Durant douze ans, tu m’as transporté aux deux sens du terme. Tu as fait connaître des endroits inaccessibles à mes jambes fatiguées, tu as ravi mon oreille du chuintement subtil et laborieux de ta boîte, de ta non-rapidité qui me permettait de mieux profiter de notre si belle France, efficace et fiable, reposante, me sécurisant même dans les endroits dangereux.
J’ai joui, à ton volant, de te sentir si bien répondre à mes appels, te couchant gracieusement dans les virages et forçant l’admiration ou la sympathie partout. Peu de gens savaient que sous tes pauvres ailes, pantelantes à la fin, tu cachais un corps de ballerine;
Même le « CHTIN CHTIN CHTIN »de ton démarreur, jugé « tintamarresque » par ceux qui ne peuvent vivre qu’en « toutes options + clim », reste un doux souvenir à mon oreille.
Et si, au cours de ton existence, tu t’es comportée en parfaite esclave, sache que pour moi, tu laisses le souvenir de la plus merveilleuse des maîtresses, celle qui fait toujours montre des qualités les plus rares dans les moments les plus difficiles, celle qui donne tout sans compter et sans jamais rien demander en retour.
Avant de mourir, tu avais, sans doute avec un sourire mutin, enlevé ton capot, dévoilant ton émouvante mécanique. Il a échappé à la fournaise et je le garderai religieusement, ce capot marqué à mon nom, pour en gratifier, parfois dans les grandes occasions, celle qui te succèdera sans jamais te remplacer.

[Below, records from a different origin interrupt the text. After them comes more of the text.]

PR #4019, opened 2023-01-27
[Merged by Bors] - prevents syncer races with block generation

countvonzero:
## Motivation

layer patrol was in place to prevent races between syncer and hare to advance the mesh.
but since https://github.com/spacemeshos/go-spacemesh/issues/3297 is implemented, 
the race period extended to block generation, as blocks are now generated serially in layer order.

this is one of the reasons why systest is flaky, as when the layer N is processed in the mesh, syncer
already saved the certificate sync'ed from peers for that layer, causing the node to think there were
multiple certificates for the same layer, which then apply empty block for that layer.

## Changes

- move layer patrol to block generator so it can properly semaphore btwn syncer and block generation
- in case processing layer was delayed by more than patrol's wait limit, make sure mesh doesn't trump the certificate that's already saved

### DIFF
--- a/mesh/mesh.go
+++ b/mesh/mesh.go
@@ -591,9 +591,14 @@ func (msh *Mesh) saveHareOutput(ctx context.Context, logger log.Log, lid types.L
 	}); err != nil {
 		return err
 	}
-	if len(certs) == 0 {
+	switch len(certs) {
+	case 0:
 		msh.trtl.OnHareOutput(lid, bid)
-	} else if len(certs) > 1 {
+	case 1:
+		logger.With().Info("already synced certificate",
+			log.Stringer("cert_block_id", certs[0].Block),
+			log.Bool("cert_valid", certs[0].Valid))
+	default: // more than 1 cert
 		logger.With().Warning("multiple valid certs found in network",
 			log.Object("certificates", log.ObjectMarshallerFunc(func(encoder zapcore.ObjectEncoder) error {
 				for _, cert := range certs {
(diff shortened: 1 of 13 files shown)


mesh/mesh.go
```diff
@@ -550,6 +551,65 @@ func (msh *Mesh) revertState(ctx context.Context, logger log.Log, revertTo types
...
+					encoder.AddString("block_id", cert.Block.String())
+					encoder.AddBool("valid", cert.Valid)
+				}
+				return nil
+			})))
+	} else {
+		logger.With().Info("already synced certificate",
+			log.Stringer("cert_block_id", certs[0].Block),
+			log.Bool("cert_valid", certs[0].Valid))
+	}
```
fasmat: NIT: i think switch would help with readability here

```suggestion
	switch len(certs) {
	case 0:
		msh.trtl.OnHareOutput(lid, bid)
	case 1:
		logger.With().Info("already synced certificate",
			log.Stringer("cert_block_id", certs[0].Block),
			log.Bool("cert_valid", certs[0].Valid))
	default: // more than 1 cert
		logger.With().Warning("multiple valid certs found in network",
			log.Object("certificates", log.ObjectMarshallerFunc(func(encoder zapcore.ObjectEncoder) error {
				for _, cert := range certs {
					encoder.AddString("block_id", cert.Block.String())
					encoder.AddBool("valid", cert.Valid)
				}
				return nil
			})))
	}
```

fasmat (approved):

countvonzero:
bors merge

PR #4023, opened 2023-01-29
[Merged by Bors] - block certificate: allow wider layer range of certify message

countvonzero:
## Motivation

https://github.com/spacemeshos/go-spacemesh/issues/3297 enforces blocks to be executed in layer order.
but the original window to accept certify message gossip is too narrow when nodes make different progress.
this is causing the nodes in the systest to reject certify messages and failed to generate block certificate.

## Changes

- extend the acceptance window to 2 * `zdist` where `zdist` is the number of layers tortoise will wait for hare to terminate for a given layer.
- prune ineffective messages after 2 * `zdist` layers has passed.


countvonzero:
bors try

dshulyak (approved):

countvonzero:
bors merge

PR #4365, opened 2023-05-05
[Merged by Bors] - bootstrapper: allow to bootstrap a specific epoch

countvonzero:
## Motivation
part of #4090

## Changes
for systest
- allow the server binary to bootstrap any epoch (not just epoch 2)
  in the checkpoint recovery case, we will checkpoint/recover in the middle of epoch 5, we then need to bootstrap 
  - the remainder of epoch 5: so hare can start working immediately at the restore layer
  - epoch 6: the result of beacon protocol in epoch 5 is not persisted across restart, if generated.
 
- change bootstrap active set to be the complete active set (instead of partial 3/4)
- add retry to query network parameters

### DIFF
--- a/bootstrap/schema.json
+++ b/bootstrap/schema.json
@@ -1,6 +1,6 @@
 {
   "$schema": "https://json-schema.org/draft/2020-12/schema",
-  "$id": "https://spacemesh.io/checkpoint.schema.json.1.0",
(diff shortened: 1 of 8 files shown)


dshulyak (approved):

countvonzero:
bors merge

countvonzero:
bors merge

countvonzero:
bors merge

Tout le monde connaît les qualités d’une simple 2cv, mais tu m’avais tellement imprègné de tes qualités de 4x4 que, lorsque je regardais une 2cv normale, j’avais l’impression de contempler un basset dont on aurait coupé les pattes arrière, et à qui on demanderait de gravir un escalier de marbre huilé.
ADIEU, ma JAUNE, mon amour de 2cv 4x4.
Tu éclaires, de ta jolie couleur si gaie, 12 ans de merveilleux souvenirs qui sont gravés dans mon cœur, là où les flèches des chérubins ne risquent pas de les effacer. En dernier clin d’œil, grâce à toi, j’espère ne pas aller en enfer car je sais qu’en proposant « un tour de 2cv 4x4 » à saint Pierre, il comprendra que « je ne pouvais pas être un mauvais homme ». ( citation de Jacques SEGUALA au sujet de la 2cv ).
ADIEU…..ma Jaune….ou plutôt….au revoir, rendez-vous sur les pistes du paradis où, en principe, il ne devrait y avoir que de braves gens qui te demanderont de les promener un peu dans la boue, frustrés qu’ils seront de toujours marcher sur les nuages.